▸ TASK PROMPT
Using the records below, write out again exactly the lines that begin at the line containing "[cairo] Use meson 1.3 to fix build" and end at the line containing "The cairo project has", and no other lines.

^^^^^^^^^^^^^^^^

Issue #7273, opened 2022-02-13
afl++ is not compatible with llvm 15


vanhauser-thc:
A quick test showed that llvm 15 disabled the old pass manager. we have not ported to the new one because it is a lot, really a lot of work.
so heads up - dont upgrade to llvm 15. dunno when we will have time to update all our passes ... :(

jonathanmetzman:
ACK. I think we are still pinned to llvmorg-14-init-7378-gaee49255

jonathanmetzman:
I think this has been fixed right?

vanhauser-thc:
yes, LTO is not possible anymore as they borked custom plugin loading in lld though, but this does not affect oss-fuzz.

fanquake:
Can this be closed now? My understanding is that afl++ is now compatible with LLVM 18 since #11404.

PR #12083, opened 2024-06-18
infra: [NFC] Consolidate LLVM_REVISION and OUR_LLVM_REVISION

maflcko:
clang/llvm are only bumped on a manual basis, due to requiring a full infra build. Thus, remove the code to support the rolling chromium nightly clang.

Also, extend the docs around `CMAKE_VERSION`. The removal of the docs around `FORCE_OUR_REVISION` also remove the mention of https://github.com/google/oss-fuzz/issues/7273, so this also fixes https://github.com/google/oss-fuzz/issues/7273.


jonathanmetzman (approved):
lgtm
THanks!

PR #12085, opened 2024-06-18
tarantool: Use latest builder

maflcko:


ligurio:
@maflcko okay, lets disable it. I'll remove workaround after closing the issue.

PR #12088, opened 2024-06-18
[cairo] Use meson 1.3 to fix build

Teemperor:
The build currently fails with the following error:

```
+ meson setup --prefix=/work/prefix --libdir=lib --default-library=static _builddir
The Meson build system
Version: 1.2.0
Source dir: /src/cairo
Build dir: /src/cairo/_builddir
Build type: native build

meson.build:2:17: ERROR: Meson version is 1.2.0 but project requires >= 1.3.0

A full log can be found at /src/cairo/_builddir/meson-logs/meson-log.txt
```


jonathanmetzman (approved):
lgtm

PR #12089, opened 2024-06-18
[cairo] Use SVG seeds/dict for svg-render-fuzzer

Teemperor:
The cairo project has several fuzzers which parse PNG files. It also has one SVG renderer fuzzer that is hosted in the cairo project. This SVG fuzzer currently does no actual testing as it's given the same PNG seeds and dictionaries as the other fuzzers.

Some short testing shows that the fuzzer currently reaches about 340 edges (as reported by AFL++), while with actual SVG seeds/dict reaching 5000+ edges immediately. The usual fuzzer tricks for bypassing any of the early parser checks also fail (which is another story), so the coverage with PNG seeds/dict doesn't catch up to the fuzzer with the SVG seeds.

This patch gives the SVG fuzzer the standard SVG dict and the SVG test files from the cairo test folder.

Note that the cairo build also fails because of an outdated meson install, but this is another patch.


Teemperor:
#12088 should fix the build issues.

jonathanmetzman:
Please fix build failure

Teemperor:
Rebased on top of the linked build fix

PR #12095, opened 2024-06-18
knot-dns: Use latest builder

maflcko:


jonathanmetzman:
@jfoote do you approve?

jfoote:
👍  I haven't been keeping up with knot-dns but this LGTM

PR #12110, opened 2024-06-20
Add `llvm-readelf` to clang base image.

mvanotti:
After building clang, a lot of the binaries are removed from the build.

One of them is `llvm-readelf`, which is be useful to interact with elf files in the images, as it allows for exporting information in JSON format.


jonathanmetzman:
How big are these? We remove them to make things faster when pulling the images.

PR #12111, opened 2024-06-21
powerdns: Use latest builder

maflcko:


rgacogne (approved):
That seems OK to me, yes, thanks for looking into it.
We might have a problem later if a new fuzzing target uses a non header-only part of boost, but we will cross that bridge then.

PR #12112, opened 2024-06-21
libavif: restrict fuzzers to libfuzzer

vrabaud:
This is because tests will be fully migrated to fuzztest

^^^^^^^^^^^^^^^^

▸ ANSWER BOX
[cairo] Use meson 1.3 to fix build

Teemperor:
The build currently fails with the following error:

```
+ meson setup --prefix=/work/prefix --libdir=lib --default-library=static _builddir
The Meson build system
Version: 1.2.0
Source dir: /src/cairo
Build dir: /src/cairo/_builddir
Build type: native build

meson.build:2:17: ERROR: Meson version is 1.2.0 but project requires >= 1.3.0

A full log can be found at /src/cairo/_builddir/meson-logs/meson-log.txt
```


jonathanmetzman (approved):
lgtm

PR #12089, opened 2024-06-18
[cairo] Use SVG seeds/dict for svg-render-fuzzer

Teemperor:
The cairo project has several fuzzers which parse PNG files. It also has one SVG renderer fuzzer that is hosted in the cairo project. This SVG fuzzer currently does no actual testing as it's given the same PNG seeds and dictionaries as the other fuzzers.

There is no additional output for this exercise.